Discrete mathematics is the branch of mathematics dealing with objects that can assume only distinct, separated values. The term "Discrete Mathematics" is therefore used in contrast with "Continuous Mathematics," which is the branch of mathematics dealing with objects that can vary smoothly (and which includes, for example, calculus). Whereas discrete objects can often be characterized by integers, continuous objects require real numbers.

The study of how discrete objects combine with one another and the probabilities of various outcomes is known as combinatorics. Other fields of mathematics that are considered to be part of discrete mathematics include graph theory and the theory of computation. Topics in number theory such as congruence’s and recurrence relations are also considered part of discrete mathematics.

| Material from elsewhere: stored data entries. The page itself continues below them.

PR #2456, opened 2024-11-05
Manage output state in rich-safe output module

mwaskom:
This PR addresses an issue with the 2024.10 Image Builder version that one can encounter when running a `Function.map` remotely. It adds some tracking of the output-enabled state in the rich-safe `modal.output` module so that we only try to import the richified `modal._output` module when output has been explicitly enabled.

I am still formulating a plan for improving rich safety — I think with the right refactor we can make rich totally optional and thus have it be a lot more safe to potentially run code that would try to use rich in a container environment. I don't love the global variable approach here. But I think it's simple enough and addresses an acute issue.


mwaskom:
@prbot approve

modal/output.py
```diff
@@ -13,6 +13,9 @@
     from ._output import OutputManager
 
 
+OUTPUT_ENABLED = False
```
erikbern, line 16: confused why this is needed vs checking the singleton?

erikbern (approved):
seems a bit hacky but i'm sure this is indicative of some cleanup we should do later

modal/output.py
mwaskom: Right now we can't check the singleton without importing the `_output` module, which has a ton of rich imports in global scope. We could move those imports into the relevant function bodies (and leave some guarded under `if TYPE_CHECKING` for rich types used in the `OutputManager` interfaces) but that's cumbersome/hacky in its own way.

I'd prefer to turn the `OutputManager` into more of a _manager_ with no display responsibilities itself, and make the code that uses rich directly more modular and easier to replace with plain versions in contexts where rich isn't available.

PR #2458, opened 2024-11-05
Remove WRK-241 fix and rely on worker-side fix

thundergolfer:
## Describe your changes

- See #17074 on the worker side. It's a much simpler way to fix this problem.
- 🚧 **Don't merge this** until worker-side change merges and rolls out.
   -  **Update:** Worker-side changed merged at 3:20 PM EST 5th Nov.

---

---

</details>


luiscape (approved):
Much better indeed. I'm sorry I didn't think of it beforehand either. :)

PR #2466, opened 2024-11-05
[CLI-223] Retry UNKNOWN status codes by default

gongy:
## Describe your changes

Closes CLI-223

---

a
---

</details>


rculbertson:
Since we already retry on INTERNAL errors, I think it's consistent to also retry on UNKNOWN. 

Will we also fix [the nginx issue](https://modal-com.slack.com/archives/C031K7RJLQZ/p1730821734881449) @samaross found?

I'll say that in general, I'm a little hesitant to automatically retry on INTERNAL and UNKNOWN errors. If a system is failing in unexpected ways, retrying can increase load and possibly make the problem worse. So in an ideal world, I'd say it would be better to fix the root cause - but that's easier said than done :)

freider:
Sounds good to me. Not sure why the Windows test failed, I haven't seen that specific flake before. Just re-triggered it now

freider (approved):

PR #2467, opened 2024-11-06
Include mounts from image build steps in "watch" mounts - CLI-219

freider:
## Changelog

* Fixes issue in `modal serve` where files used in `Image.copy_*` commands were not watched for changes


modal/app.py
```diff
@@ -478,11 +478,14 @@ def _get_default_image(self):
             return _default_image
 
     def _get_watch_mounts(self):
+        if not self._running_app:
+            raise InvalidError("`_get_watch_mounts` requires a running app.")
```
mwaskom, line 482: Should we be referencing a private method in a user-facing error? Can we catch this earlier?

freider: This is not supposed to be a user facing error, so maybe InvalidError is actually a bit misleading. Should basically never happen unless we mess up in the code calling `_get_watch_mounts` (which is only used by `modal serve`)

freider:
@prbot approve

mwaskom (approved):
LGTM

PR #2468, opened 2024-11-06
Make it possible to use the Resolver without rich installed

mwaskom:
The `Resolver` object uses some tools from `rich` directly, and it imports some utilities from the non-rich-safe `modal._output` module. This doesn't affect minimal apps but it is relevant for apps that use lazily-hydrated objects, which instantiate a `Resolver` when they get hydrated.

This PR adds some more guardrails around the imports so that we can hydrate objects remotely without rich. It's not my preferred solution — I don't think the `Resolver` should need to touch `rich` at all — but it's some more duct tape until we can more thoroughly refactor the output pipeline.

Also added a test that mocks an environment without `rich`. We could potentially use it in more places too.

- Fixes CLI-222

### DIFF
--- a/modal/_resolver.py
+++ b/modal/_resolver.py
@@ -19,13 +19,11 @@ if TYPE_CHECKING:
 
 class StatusRow:
     def __init__(self, progress: "typing.Optional[Tree]"):
-        from ._output import (
-            step_progress,
-        )
-
         self._spinner = None
         self._step_node = None
         if progress is not None:
+            from ._output import step_progress
+
             self._spinner = step_progress()
             self._step_node = progress.add(self._spinner)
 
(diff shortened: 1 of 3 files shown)


mwaskom:
@prbot approve

erikbern (approved):
This seems fine but a bit janky to catch the `ImportError` imo.

I think maybe a cleaner solution would be to move all the resolver-related output to the `OutputManager` singleton instead, although that's a bit annoying for other reasons – there's no obvious mechanism to construct the tree. But maybe we could have some sort of context manager that creates temporary trees on the `OutputManager` singleton? idk.

Anyway seems fine to ship this for now, as long as we agree that the `Resolver` class is a big piece of tech debt and we should revisit it later.

PR #2469, opened 2024-11-06
Adds `ProxyGet` to public API

luiscape:
Introduces `ProxyGet` to public API. This precedes an update to `Proxy.from_name("my-proxy")` to replace `ProxyGetOrCreate`.

I intended to have that RPC support both the client get method and internal proxy create methods but came to the conclusion that it is better to separate those methods because it is not desirable to create a Proxy lazily. (That's the case because it takes several seconds to create.)

### DIFF
--- a/modal_proto/api.proto
+++ b/modal_proto/api.proto
@@ -1831,6 +1831,15 @@ message ProxyGetOrCreateResponse {
   string proxy_id = 1;
 }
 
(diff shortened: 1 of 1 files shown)


luiscape:
@prbot approve

mwaskom (approved):
Makes sense!

PR #2471, opened 2024-11-06
Make tag parameter non-optional in from_name and lookup for Function and Cls

devennavani:
Make tag parameter non-optional in from_name and lookup for Function and Cls

Neither `FunctionGet` nor `ClassGet` support `request.object_tag=None`.


mwaskom (approved):
LGTM; we should maybe think about how to change this name / make these postional-only arguments; users have gotten confused as this now collides with the "deployment tag" concept, and we don't otherwise use the "tag" terminology for "function name" AFAIK.

PR #2582, opened 2024-11-27
[WIP] CLI-227: add implicit `context_mount` to `Image` docker methods

kramstrom:
Adds deprecation warning when using `context_mount` parameter on `Image` docker methods as part of the effort to remove mounts. This parameter which used to be necessary for `COPY` commands to work.

This PR instead creates an implicit context mount from the dockerfile/docker commands by parsing the `COPY` source patterns and use them as mount filters for the current directory.

Also adds support for finding a dockerignore file that matches the given dockerfile or if there's a generic one if using docker commands


modal/image.py
```diff
@@ -1436,9 +1541,6 @@ def from_aws_ecr(
     def from_dockerfile(
         # Filepath to Dockerfile.
         path: Union[str, Path],
-        # modal.Mount with local files to supply as build context for COPY commands.
-        # NOTE: The remote_path of the Mount should match the Dockerfile's WORKDIR.
-        context_mount: Optional[_Mount] = None,
```
freider, line 1441: We can't remove this argument immediately or we'll break user code.

Instead, make the None value here use the new functionality and add a pending deprecation warning if users set it to non-None, in which the error message tells them to stop providing it since we'll automatically detect files for them based on their COPY commands, and contact us if that doesn't work for them (good for us to be able to patch before we remove it).

freider (commented):
Haven't looked at the details too much, but looks good on the surface!

I just realized we might also want to (separately) add more fine grained control mechanisms/filter support to give people a way to exclude particular files they don't want to include (dockerignore style) before we can forcibly push people to use this.

As a start, maybe we could just start exposing `condition` in a more user-friendly way. Will discuss separately in slack

modal/_utils/match.py
```diff
@@ -0,0 +1,161 @@
+# Copyright Modal Labs 2024
```
freider, line 1: Maybe call this `docker_copy_match.py` or something less generic than `match` :)

modal/image.py
```diff
@@ -236,6 +239,23 @@ def _get_image_builder_version(server_version: ImageBuilderVersion) -> ImageBuil
     return version
 
 
+def _create_context_mount(docker_commands: list[str], ignore: Callable[[Path], bool]) -> _Mount:
```
freider, line 242: Nit: I like to use `Sequence` instead of list since it will statically prevent accidental mutation of the argument

modal/image.py
```diff
@@ -1162,6 +1181,24 @@ def dockerfile_commands(
         if not cmds:
             return self
 
+        if context_mount is not None:
```
freider, line 1184: Might want to add the `ignore` argument here as well if people want manual inline ignore patterns without external files, as a replacement for context_mount. And the pending deprecation could point people towards that argument

freider: (or dockerignore obviously)

freider: Wait, does dockerfile_commands support dockerignore with this? We only call find_dockerignore_file in from_dockerfile right? 🤔 
No biggie if it doesn't - as long as we support `ignore` for now

kramstrom: added to `dockerfile_commands` as well -- currently both methods will try to find a dockerignore file unless a custom ignore argument is passed

modal/_utils/docker_utils.py
```diff
@@ -88,3 +88,24 @@ def valid_dockerignore_file(fp):
...
+        if self._custom_repr:
+            return self._custom_repr
+
+        return super().__repr__()
+
+    def __call__(self, _: Path) -> bool:
+        return True
+
+
+AUTO_DOCKERIGNORE = _AutoDockerIgnore().with_repr(f"{__name__}.AUTO_DOCKERIGNORE")
```
erikbern, line 111: what's all this repr magic used for?

kramstrom: Moved the repr inside the class, but it's just a placeholder value for type hints & docs to make it simpler to understand what will happen if you don't pass in a custom ignore pattern-list or callable --> then we default to trying to find a matching dockerignore to your dockerfile (or just a generic one if you're using `docker_commands`) -- same as we have for [add_local_python_source](https://modal.com/docs/reference/modal.Image#add_local_python_source)

Screenshot 2024-12-20 at 13 49 59

freider: TLDR for why it's needed (this was my suggestion)

It's so that we can use these as default values in signatures and still emit valid python signatures in our type stubs, since things like `inspect.signature(...)` will just use the repr of all default values, and can't figure out stuff like import path of the specific constant we use as a default. 

It's definitely a bit of a hack, but not something users should see. An alternative would be to do a bunch of `ast` magic to extract the signatures.

PR #2364, opened 2024-10-20
Remove usage of method placeholder functions

devennavani:
This PR introduces a new minor client version `0.67.x` that does not create method placeholder functions for modal classes.

I've tested all forward lookup scenarios (`.lookup()` of a `0.67` class from a pre `0.67` client) as well as backwards lookup scenarios (`.lookup()` of a pre `0.67` class from a `0.67` client) and all work, except for a `0.62` client looking up a `0.67` class, which will be explicitly not supported (this maintains our current restriction of not being able to lookup a `0.63+` class from a `0.62` client).

## Changelog

New minor client version `0.67.x` comes with an internal data model change for how Modal creates functions for Modal classes. There are no breaking or backwards-incompatible changes with this new minor version. All forward lookup scenarios (`.lookup()` of a `0.67` class from a pre `0.67` client) as well as backwards lookup scenarios (`.lookup()` of a pre `0.67` class from a `0.67` client) work, except for a `0.62` client looking up a `0.67` class (this maintains our current restriction of not being able to lookup a `0.63+` class from a `0.62` client).

PR #2583, opened 2024-11-28
hydrate functions then classes in container entrypoint

devennavani:
## Describe your changes

https://github.com/modal-labs/modal-client/pull/2364 introduced a subtle requirement that hydrating a class requires that the class service function for the class is hydrated first.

The study of topics in discrete mathematics usually includes the study of algorithms, their implementations, and efficiencies. Discrete mathematics is the mathematical language of computer science, and as such, its importance has increased dramatically in recent decades.

The set of objects studied in discrete mathematics can be finite or infinite. The term finite mathematics is sometimes applied to parts of the field of discrete mathematics that deals with finite sets, particularly those areas relevant to business.

Research in discrete mathematics increased in the latter half of the twentieth century partly due to the development of digital computers which operate in discrete steps and store data in discrete bits. Concepts and notations from discrete mathematics are useful in studying and describing objects and problems in branches of computer science, such as computer algorithms, programming languages, cryptography, automated theorem proving, and software development. Conversely, computer implementations are significant in applying ideas from discrete mathematics to real-world problems, such as in operations research.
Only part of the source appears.